Le paysage des Championnats du Monde de Montréal prend une tournure inattendue. L'annonce de l'absence de Tadej Pogačar, géant du peloton, crée un vide stratégique que plusieurs nations tentent déjà de combler.

Pour la Grande-Bretagne, cette nouvelle ouvre des perspectives audacieuses. Finie l'approche habituelle de la chasse au podium ; l'objectif est désormais clair : viser la victoire avec un Tom Pidcock en pleine possession de ses moyens.

Pidcock, le fer de lance d'une équipe ambitieuse

Le champion olympique de VTT et vainqueur de l'Amstel Gold Race n'est plus un simple outsider. Pidcock incarne désormais le statut de "prétendant sérieux" au maillot arc-en-ciel, capable de dynamiter la course sur un circuit exigeant comme celui de Montréal.

Autour de lui, la sélection britannique s'articule avec des coureurs en forme. Oscar Onley et Callum Thornley, notamment, sortent d'une Vuelta a España remarquée, où ils ont montré une résilience et une capacité à peser sur la course.
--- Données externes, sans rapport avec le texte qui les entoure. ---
PR #7, opened 2025-09-10
hovers/gotos for lookup selectors (struct members and others)

AndrewNolte:


src/document/ShallowAnalysis.cpp
```diff
@@ -159,6 +159,53 @@ const ast::Symbol* ShallowAnalysis::handleInterfacePortHeader(const parsing::Tok
...
+        symbol->kind == ast::SymbolKind::Instance) {
+        if (auto varSym = symbol->as_if<ast::ValueSymbol>()) {
+            auto& type = varSym->getType().getCanonicalType();
+            switch (type.kind) {
+                case ast::SymbolKind::PackedStructType:
+                case ast::SymbolKind::UnpackedStructType:
+                case ast::SymbolKind::PackedUnionType:
+                case ast::SymbolKind::UnpackedUnionType:
+                case ast::SymbolKind::ClassType:
+                case ast::SymbolKind::ClassProperty:
```
toddstrader: Is `ClassProperty` not possible above?  And if it is, can the two lists be collapsed?

tests/cpp/golden/FindSymbolRef.out
```diff
@@ -1216,6 +1216,7 @@ module m7;
     int i = g2.foo();
```
toddstrader, line 1216: Do we not have `struct.sub_struct.foo` examples in here?  Would be nice to test this.

toddstrader (approved):
Modulo comments

src/document/ShallowAnalysis.cpp
AndrewNolte: refactored to be more generic for type categories

tests/cpp/golden/FindSymbolRef.out
AndrewNolte: added

PR #9, opened 2025-09-12
Check in vscode client

AndrewNolte:


clients/vscode/languages/sv/systemverilog.snippets.json
```diff
@@ -0,0 +1,146 @@
...
+    "body": "${1:data_type} ${2:queue_name}[\\$];",
+    "description": "insert queue."
+  },
+  "mailbox": {
+    "prefix": "mailbox",
+    "body": ["mailbox mbx", "${1:mbx = new();}"],
+    "description": "insert mailbox instance"
+  },
+  "associative array": {
+    "prefix": "AA",
```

Leur rôle sera crucial pour épauler Pidcock, le protéger et le lancer dans les moments décisifs. Une tactique d'équipe agressive pourrait bien déstabiliser les autres favoris.

L'impact de l'absence de Pogačar : Un nouveau scénario tactique

L'absence du Slovène change radicalement la donne. Habituellement, sa présence force les équipes à une prudence tactique, guettant sa moindre accélération. Sans lui, la course pourrait être plus ouverte, plus nerveuse, et potentiellement plus propice aux mouvements lointains.

Les Pays-Bas avec Mathieu van der Poel, la Belgique avec Wout van Aert, ou encore les équipes françaises avec Julian Alaphilippe ou Christophe Laporte devront revoir leurs stratégies. La pression sera différente, la liberté d'action accrue pour certains.

Montréal : Un circuit taillé pour les puncheurs-grimpeurs

Le circuit québécois, avec ses ascensions répétées et son final vallonné, favorise les coureurs explosifs, capables de répéter les efforts. C'est précisément le profil de Tom Pidcock, qui excelle sur ce type de parcours typé "classique ardennaise".

La gestion de l'effort sur une longue distance et la capacité à bien se positionner seront les clés du succès. L'expérience de Pidcock sur les classiques printanières sera un atout majeur.

Les outsiders français et la quête du maillot arc-en-ciel

Côté français, l'absence de Pogačar ouvre également des horizons. Julian Alaphilippe, double champion du monde, pourrait retrouver sa pleine capacité à surprendre, tandis que Christophe Laporte, médaillé d'argent l'an passé, aura une carte à jouer. La course promet d'être palpitante et imprévisible.